• _REQUIRED WORK_: Return every line of the data below that includes the string "appear".

*** RECORDS FOR THE EXERCISE ***

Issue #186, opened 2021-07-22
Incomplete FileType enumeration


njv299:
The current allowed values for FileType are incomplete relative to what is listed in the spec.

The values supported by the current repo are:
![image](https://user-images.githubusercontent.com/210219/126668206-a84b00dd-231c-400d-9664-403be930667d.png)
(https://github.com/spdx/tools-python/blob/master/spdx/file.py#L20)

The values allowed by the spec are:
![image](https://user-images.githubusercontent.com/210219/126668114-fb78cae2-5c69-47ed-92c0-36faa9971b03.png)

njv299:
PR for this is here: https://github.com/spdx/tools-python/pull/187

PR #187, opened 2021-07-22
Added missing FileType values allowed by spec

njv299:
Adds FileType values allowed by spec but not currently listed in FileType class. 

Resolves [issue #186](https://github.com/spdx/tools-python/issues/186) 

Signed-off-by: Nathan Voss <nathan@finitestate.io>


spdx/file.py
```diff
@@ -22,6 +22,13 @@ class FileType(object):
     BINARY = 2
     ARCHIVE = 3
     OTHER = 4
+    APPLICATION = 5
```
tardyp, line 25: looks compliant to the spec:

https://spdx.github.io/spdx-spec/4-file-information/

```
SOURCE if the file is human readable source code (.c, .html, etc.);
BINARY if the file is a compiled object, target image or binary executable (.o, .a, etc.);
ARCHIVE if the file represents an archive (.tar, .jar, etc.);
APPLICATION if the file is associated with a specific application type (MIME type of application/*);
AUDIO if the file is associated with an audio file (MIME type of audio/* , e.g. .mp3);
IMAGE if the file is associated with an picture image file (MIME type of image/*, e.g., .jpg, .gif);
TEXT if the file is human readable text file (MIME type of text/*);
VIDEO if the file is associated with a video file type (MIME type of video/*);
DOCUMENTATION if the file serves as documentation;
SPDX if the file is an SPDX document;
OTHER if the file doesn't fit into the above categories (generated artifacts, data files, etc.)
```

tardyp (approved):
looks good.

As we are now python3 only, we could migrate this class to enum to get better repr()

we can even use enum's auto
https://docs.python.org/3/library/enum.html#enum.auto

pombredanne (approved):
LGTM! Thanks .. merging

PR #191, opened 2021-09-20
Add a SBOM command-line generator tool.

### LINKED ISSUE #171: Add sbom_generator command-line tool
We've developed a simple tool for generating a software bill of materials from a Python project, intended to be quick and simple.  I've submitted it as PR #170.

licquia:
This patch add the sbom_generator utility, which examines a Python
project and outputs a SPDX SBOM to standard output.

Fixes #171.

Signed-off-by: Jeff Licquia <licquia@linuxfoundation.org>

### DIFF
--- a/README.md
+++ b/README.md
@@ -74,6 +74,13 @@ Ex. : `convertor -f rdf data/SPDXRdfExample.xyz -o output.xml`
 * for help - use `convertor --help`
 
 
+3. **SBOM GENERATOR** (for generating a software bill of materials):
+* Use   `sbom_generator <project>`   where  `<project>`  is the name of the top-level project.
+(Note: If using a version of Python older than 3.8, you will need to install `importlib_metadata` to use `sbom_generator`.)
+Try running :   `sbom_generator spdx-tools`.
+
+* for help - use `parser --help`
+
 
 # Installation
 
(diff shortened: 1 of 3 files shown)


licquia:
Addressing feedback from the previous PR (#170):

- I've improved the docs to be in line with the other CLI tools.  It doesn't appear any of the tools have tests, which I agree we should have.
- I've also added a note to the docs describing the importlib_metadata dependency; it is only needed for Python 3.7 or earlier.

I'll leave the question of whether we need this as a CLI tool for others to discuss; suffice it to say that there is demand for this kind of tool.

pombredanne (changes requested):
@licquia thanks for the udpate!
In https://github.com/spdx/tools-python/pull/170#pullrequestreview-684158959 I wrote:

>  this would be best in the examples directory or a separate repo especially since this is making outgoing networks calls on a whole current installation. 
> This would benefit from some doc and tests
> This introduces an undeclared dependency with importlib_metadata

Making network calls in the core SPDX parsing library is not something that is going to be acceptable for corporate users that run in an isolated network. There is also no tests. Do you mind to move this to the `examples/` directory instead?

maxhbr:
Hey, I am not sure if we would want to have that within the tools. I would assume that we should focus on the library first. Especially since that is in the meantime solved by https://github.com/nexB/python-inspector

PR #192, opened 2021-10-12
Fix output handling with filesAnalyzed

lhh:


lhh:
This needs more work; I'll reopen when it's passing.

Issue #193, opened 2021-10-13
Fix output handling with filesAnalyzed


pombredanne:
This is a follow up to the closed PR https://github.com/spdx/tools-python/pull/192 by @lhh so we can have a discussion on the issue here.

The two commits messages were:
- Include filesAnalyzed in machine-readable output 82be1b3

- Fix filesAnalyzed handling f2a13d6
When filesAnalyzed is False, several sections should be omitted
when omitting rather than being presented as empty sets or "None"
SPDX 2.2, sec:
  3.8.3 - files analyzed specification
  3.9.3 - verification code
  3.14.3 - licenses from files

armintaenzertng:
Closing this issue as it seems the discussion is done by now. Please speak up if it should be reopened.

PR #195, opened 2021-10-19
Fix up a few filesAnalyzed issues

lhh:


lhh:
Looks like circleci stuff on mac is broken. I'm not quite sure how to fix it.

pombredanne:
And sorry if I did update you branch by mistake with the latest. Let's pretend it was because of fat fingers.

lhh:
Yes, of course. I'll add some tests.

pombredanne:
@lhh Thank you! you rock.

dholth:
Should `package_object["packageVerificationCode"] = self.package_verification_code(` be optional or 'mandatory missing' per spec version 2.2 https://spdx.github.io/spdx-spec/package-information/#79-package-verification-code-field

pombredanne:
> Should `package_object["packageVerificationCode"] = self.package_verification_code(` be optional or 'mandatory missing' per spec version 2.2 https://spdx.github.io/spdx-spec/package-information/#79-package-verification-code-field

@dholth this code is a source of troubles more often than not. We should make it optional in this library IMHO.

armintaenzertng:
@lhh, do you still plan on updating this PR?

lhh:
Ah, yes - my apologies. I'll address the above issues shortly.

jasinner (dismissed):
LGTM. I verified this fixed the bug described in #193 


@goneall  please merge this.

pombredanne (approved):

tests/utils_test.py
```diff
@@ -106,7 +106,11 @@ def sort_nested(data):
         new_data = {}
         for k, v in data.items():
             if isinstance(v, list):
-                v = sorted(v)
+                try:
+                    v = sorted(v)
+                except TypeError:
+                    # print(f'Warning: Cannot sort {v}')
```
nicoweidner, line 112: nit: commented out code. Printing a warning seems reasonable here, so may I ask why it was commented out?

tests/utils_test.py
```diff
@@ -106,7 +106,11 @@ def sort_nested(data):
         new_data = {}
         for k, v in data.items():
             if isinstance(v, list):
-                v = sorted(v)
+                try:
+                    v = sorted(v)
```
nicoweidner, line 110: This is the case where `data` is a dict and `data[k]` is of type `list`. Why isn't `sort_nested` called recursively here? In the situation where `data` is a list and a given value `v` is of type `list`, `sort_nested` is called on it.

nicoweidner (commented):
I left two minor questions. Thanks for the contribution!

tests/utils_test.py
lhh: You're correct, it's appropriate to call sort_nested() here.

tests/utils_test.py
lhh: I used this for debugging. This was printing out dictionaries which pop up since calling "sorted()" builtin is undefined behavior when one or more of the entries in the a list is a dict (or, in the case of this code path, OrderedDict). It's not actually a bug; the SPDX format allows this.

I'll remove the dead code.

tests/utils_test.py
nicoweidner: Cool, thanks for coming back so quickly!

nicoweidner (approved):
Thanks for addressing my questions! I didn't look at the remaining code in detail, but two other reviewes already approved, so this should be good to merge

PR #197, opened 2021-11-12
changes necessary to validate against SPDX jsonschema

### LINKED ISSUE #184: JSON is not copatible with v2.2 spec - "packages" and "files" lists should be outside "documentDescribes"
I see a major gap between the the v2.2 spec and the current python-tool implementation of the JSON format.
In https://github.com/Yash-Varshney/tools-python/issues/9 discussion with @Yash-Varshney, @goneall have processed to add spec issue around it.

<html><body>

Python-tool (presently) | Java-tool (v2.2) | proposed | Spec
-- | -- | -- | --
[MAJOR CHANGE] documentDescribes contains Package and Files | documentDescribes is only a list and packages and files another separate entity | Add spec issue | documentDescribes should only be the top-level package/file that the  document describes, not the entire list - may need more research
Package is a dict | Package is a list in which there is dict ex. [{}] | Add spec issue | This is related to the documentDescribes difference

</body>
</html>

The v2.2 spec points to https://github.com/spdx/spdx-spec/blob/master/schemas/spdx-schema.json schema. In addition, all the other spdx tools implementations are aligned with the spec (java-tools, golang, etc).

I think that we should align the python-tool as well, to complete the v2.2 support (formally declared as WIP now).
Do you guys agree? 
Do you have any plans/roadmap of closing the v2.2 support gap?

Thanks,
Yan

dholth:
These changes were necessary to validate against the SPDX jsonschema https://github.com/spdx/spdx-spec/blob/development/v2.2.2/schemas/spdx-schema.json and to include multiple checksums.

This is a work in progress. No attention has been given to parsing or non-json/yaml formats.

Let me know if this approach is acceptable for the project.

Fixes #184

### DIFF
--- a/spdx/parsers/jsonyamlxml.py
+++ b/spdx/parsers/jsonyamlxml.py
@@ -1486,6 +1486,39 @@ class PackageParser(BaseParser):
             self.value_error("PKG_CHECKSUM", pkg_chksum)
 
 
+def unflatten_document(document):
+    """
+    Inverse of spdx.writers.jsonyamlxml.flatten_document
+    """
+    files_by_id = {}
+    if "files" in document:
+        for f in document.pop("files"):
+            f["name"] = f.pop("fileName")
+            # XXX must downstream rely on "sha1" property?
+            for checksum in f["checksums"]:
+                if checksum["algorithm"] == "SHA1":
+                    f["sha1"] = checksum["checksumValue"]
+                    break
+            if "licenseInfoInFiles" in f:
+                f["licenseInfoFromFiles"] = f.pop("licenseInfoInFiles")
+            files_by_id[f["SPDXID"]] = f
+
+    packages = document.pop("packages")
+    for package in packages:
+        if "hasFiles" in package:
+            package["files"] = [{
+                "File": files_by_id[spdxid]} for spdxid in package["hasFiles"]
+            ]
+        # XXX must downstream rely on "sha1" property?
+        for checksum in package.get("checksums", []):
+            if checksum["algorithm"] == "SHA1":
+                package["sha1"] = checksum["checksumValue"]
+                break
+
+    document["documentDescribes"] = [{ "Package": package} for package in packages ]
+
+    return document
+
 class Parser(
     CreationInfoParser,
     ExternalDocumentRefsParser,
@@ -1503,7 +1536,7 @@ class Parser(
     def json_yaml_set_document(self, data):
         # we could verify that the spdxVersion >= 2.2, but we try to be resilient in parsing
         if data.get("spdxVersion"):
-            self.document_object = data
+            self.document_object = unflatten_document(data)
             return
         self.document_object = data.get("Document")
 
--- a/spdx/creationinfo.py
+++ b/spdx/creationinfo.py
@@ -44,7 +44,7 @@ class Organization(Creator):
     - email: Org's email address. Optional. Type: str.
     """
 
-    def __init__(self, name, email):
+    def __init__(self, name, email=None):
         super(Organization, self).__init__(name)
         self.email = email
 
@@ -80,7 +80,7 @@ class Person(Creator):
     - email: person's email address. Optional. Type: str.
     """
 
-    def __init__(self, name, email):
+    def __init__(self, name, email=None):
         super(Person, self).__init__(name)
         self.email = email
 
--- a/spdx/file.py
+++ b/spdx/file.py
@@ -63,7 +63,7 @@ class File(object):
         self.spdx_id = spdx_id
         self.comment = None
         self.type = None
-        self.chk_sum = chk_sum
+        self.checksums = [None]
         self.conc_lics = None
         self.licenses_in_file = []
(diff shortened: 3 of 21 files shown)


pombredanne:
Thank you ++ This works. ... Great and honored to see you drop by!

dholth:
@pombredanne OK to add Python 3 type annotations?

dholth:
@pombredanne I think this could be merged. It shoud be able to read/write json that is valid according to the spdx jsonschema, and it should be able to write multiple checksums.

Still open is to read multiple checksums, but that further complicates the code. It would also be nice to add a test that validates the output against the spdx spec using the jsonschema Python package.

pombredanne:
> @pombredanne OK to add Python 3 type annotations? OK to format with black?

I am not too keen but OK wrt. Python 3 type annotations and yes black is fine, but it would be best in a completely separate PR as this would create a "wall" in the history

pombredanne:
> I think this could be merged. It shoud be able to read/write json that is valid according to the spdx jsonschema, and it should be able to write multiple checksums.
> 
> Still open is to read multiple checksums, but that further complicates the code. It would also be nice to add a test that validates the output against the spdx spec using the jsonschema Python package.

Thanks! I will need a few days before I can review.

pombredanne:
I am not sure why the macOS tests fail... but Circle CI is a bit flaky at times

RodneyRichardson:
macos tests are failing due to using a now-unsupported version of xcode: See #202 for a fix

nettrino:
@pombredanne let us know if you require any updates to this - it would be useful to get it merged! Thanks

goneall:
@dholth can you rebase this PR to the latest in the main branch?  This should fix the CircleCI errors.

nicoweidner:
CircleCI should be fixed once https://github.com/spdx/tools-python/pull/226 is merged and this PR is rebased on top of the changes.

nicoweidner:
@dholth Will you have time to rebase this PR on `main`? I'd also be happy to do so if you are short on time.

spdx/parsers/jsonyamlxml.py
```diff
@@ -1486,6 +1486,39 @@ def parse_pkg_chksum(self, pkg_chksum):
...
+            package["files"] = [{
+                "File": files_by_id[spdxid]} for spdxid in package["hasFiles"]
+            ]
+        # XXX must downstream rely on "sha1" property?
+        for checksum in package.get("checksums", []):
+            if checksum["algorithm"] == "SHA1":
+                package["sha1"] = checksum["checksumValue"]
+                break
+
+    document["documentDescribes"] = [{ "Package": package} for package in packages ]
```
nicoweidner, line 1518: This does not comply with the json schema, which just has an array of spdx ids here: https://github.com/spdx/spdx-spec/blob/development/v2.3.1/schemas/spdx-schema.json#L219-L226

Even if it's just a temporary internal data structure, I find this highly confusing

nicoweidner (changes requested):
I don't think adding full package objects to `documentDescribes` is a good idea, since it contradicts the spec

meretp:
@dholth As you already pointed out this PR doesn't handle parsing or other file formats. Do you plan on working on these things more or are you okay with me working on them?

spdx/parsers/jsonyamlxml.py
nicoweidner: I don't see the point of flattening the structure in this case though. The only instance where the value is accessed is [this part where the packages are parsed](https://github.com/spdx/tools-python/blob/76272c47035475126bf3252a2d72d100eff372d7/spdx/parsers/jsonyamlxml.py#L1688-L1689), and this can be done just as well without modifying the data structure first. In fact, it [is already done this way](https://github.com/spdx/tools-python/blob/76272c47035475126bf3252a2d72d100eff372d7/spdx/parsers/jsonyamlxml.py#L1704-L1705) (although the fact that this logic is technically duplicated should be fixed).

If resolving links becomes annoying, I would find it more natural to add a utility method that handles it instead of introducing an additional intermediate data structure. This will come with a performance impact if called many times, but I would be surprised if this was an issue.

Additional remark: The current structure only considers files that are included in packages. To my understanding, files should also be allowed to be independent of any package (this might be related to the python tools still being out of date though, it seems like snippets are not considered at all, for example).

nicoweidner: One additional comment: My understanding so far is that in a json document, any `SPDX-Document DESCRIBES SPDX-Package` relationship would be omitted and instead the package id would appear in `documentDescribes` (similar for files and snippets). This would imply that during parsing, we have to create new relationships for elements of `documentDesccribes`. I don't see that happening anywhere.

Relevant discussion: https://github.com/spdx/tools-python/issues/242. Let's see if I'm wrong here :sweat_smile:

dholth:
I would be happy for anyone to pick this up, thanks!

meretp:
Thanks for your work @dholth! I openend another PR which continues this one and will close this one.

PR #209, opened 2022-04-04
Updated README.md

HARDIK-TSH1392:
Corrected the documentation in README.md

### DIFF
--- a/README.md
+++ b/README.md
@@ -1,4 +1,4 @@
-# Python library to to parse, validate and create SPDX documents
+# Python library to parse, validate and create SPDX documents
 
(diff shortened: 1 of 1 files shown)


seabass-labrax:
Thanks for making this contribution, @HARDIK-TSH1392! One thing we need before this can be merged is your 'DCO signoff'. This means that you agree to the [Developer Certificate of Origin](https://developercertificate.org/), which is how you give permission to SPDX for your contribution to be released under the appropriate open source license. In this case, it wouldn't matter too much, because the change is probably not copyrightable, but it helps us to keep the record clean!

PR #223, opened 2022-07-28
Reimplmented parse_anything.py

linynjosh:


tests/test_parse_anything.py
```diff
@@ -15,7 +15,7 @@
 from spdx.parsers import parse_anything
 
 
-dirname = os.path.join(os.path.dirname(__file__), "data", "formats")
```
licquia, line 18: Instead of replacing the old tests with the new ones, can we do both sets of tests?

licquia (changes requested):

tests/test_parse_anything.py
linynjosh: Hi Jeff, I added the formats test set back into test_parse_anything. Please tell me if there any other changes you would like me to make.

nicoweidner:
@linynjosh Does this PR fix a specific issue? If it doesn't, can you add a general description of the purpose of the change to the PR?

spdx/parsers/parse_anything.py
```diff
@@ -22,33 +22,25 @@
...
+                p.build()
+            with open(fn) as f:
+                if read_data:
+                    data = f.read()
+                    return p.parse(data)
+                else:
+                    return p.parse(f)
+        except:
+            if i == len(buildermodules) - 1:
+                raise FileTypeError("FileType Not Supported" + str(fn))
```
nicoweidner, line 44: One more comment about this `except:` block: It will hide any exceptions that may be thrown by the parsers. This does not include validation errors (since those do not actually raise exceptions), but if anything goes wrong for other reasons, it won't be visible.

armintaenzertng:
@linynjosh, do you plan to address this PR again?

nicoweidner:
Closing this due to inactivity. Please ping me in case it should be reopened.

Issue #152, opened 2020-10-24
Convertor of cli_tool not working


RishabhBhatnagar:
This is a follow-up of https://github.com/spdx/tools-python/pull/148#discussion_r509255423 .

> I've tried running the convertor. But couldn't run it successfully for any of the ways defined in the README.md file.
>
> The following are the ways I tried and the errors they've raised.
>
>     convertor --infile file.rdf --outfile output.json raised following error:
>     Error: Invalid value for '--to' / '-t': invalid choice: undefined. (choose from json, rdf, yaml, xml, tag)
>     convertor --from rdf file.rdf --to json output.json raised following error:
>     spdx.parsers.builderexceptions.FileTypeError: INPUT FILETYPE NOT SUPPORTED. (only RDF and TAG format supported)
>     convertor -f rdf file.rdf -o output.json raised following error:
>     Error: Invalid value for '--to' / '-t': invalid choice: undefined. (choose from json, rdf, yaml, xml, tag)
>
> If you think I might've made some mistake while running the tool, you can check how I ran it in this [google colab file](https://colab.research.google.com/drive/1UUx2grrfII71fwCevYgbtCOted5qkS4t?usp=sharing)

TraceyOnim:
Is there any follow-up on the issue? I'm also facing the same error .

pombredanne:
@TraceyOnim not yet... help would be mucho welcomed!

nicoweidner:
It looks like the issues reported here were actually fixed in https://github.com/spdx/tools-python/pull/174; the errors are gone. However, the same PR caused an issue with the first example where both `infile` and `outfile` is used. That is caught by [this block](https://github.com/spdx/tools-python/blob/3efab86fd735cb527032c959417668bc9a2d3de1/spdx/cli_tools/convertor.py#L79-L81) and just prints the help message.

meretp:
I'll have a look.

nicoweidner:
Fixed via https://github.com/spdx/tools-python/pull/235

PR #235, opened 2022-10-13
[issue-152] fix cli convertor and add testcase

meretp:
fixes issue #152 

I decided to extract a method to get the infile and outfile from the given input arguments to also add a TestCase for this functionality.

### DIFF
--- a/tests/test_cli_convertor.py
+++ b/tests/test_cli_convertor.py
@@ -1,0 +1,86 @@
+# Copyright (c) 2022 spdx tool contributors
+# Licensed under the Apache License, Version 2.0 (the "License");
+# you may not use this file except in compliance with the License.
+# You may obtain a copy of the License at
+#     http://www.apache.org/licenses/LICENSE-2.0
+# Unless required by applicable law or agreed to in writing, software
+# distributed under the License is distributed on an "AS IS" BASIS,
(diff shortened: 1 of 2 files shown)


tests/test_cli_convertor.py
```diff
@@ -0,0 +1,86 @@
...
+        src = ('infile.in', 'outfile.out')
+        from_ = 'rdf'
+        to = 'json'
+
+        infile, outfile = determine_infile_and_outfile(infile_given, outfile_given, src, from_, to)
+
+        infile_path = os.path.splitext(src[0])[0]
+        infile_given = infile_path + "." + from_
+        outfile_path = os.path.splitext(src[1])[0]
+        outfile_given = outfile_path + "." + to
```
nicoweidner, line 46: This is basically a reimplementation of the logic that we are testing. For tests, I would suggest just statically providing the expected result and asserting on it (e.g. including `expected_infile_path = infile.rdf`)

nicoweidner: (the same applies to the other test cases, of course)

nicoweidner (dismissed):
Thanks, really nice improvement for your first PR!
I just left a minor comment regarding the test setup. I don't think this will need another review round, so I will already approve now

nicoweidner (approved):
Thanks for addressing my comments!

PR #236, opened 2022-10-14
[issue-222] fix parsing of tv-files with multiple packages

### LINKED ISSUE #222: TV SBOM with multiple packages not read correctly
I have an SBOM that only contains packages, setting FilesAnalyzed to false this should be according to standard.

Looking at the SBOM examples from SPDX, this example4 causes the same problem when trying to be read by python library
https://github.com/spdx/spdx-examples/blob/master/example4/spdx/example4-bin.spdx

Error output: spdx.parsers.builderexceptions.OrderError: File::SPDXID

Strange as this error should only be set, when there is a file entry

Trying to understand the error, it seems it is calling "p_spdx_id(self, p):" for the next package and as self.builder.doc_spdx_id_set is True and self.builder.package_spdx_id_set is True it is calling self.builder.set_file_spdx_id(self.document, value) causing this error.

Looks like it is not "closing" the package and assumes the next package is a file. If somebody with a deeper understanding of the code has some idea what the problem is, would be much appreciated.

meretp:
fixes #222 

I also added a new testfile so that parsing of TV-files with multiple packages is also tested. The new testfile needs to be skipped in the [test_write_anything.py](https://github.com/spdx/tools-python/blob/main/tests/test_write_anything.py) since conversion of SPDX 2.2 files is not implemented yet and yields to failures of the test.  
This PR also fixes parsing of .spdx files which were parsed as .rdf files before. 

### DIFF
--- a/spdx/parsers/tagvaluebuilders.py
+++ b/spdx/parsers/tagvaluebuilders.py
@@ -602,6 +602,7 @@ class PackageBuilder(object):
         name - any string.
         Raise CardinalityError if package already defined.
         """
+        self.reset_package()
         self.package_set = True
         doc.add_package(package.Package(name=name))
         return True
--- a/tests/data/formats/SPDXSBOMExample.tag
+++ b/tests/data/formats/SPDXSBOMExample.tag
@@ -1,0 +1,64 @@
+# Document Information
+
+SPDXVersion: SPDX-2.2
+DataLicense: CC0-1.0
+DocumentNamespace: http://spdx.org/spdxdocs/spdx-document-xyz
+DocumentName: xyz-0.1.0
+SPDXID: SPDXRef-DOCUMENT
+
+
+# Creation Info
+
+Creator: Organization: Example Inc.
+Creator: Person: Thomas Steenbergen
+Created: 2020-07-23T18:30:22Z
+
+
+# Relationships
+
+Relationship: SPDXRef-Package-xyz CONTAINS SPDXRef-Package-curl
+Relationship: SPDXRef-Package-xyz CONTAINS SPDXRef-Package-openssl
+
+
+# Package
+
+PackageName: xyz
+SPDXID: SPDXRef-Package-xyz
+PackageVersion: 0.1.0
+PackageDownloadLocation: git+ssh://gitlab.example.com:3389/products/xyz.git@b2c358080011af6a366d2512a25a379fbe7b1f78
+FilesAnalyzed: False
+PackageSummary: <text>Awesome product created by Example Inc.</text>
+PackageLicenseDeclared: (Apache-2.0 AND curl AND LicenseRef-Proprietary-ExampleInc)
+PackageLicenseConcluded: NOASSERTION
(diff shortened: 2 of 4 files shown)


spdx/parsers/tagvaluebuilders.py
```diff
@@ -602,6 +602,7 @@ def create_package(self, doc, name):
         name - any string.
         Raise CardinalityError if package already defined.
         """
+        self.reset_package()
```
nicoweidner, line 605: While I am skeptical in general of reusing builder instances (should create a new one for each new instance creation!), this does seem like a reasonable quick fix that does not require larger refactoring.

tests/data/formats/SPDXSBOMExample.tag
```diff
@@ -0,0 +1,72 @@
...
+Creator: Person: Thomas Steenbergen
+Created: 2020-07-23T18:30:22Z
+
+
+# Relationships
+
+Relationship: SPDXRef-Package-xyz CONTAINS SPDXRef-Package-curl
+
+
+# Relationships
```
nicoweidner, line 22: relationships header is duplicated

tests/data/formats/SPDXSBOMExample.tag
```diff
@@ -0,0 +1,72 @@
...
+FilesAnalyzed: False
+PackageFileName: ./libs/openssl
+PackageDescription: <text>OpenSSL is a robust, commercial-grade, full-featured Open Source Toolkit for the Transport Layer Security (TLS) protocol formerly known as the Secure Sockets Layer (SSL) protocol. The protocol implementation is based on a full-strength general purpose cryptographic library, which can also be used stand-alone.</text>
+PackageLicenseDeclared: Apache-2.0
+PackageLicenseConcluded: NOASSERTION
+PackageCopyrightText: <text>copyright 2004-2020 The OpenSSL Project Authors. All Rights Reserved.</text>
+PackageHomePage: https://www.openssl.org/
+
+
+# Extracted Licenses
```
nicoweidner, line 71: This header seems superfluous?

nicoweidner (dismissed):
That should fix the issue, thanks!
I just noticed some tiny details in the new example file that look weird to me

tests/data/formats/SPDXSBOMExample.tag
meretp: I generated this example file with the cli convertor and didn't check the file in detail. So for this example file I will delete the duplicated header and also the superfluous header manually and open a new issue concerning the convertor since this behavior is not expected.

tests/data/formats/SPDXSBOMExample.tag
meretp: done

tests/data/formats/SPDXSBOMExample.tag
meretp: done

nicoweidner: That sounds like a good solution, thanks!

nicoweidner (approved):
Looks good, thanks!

*** End of RECORDS FOR THE EXERCISE ***

• _TASK RESPONSE_:
- I've improved the docs to be in line with the other CLI tools.  It doesn't appear any of the tools have tests, which I agree we should have.
nicoweidner: One additional comment: My understanding so far is that in a json document, any `SPDX-Document DESCRIBES SPDX-Package` relationship would be omitted and instead the package id would appear in `documentDescribes` (similar for files and snippets). This would imply that during parsing, we have to create new relationships for elements of `documentDesccribes`. I don't see that happening anywhere.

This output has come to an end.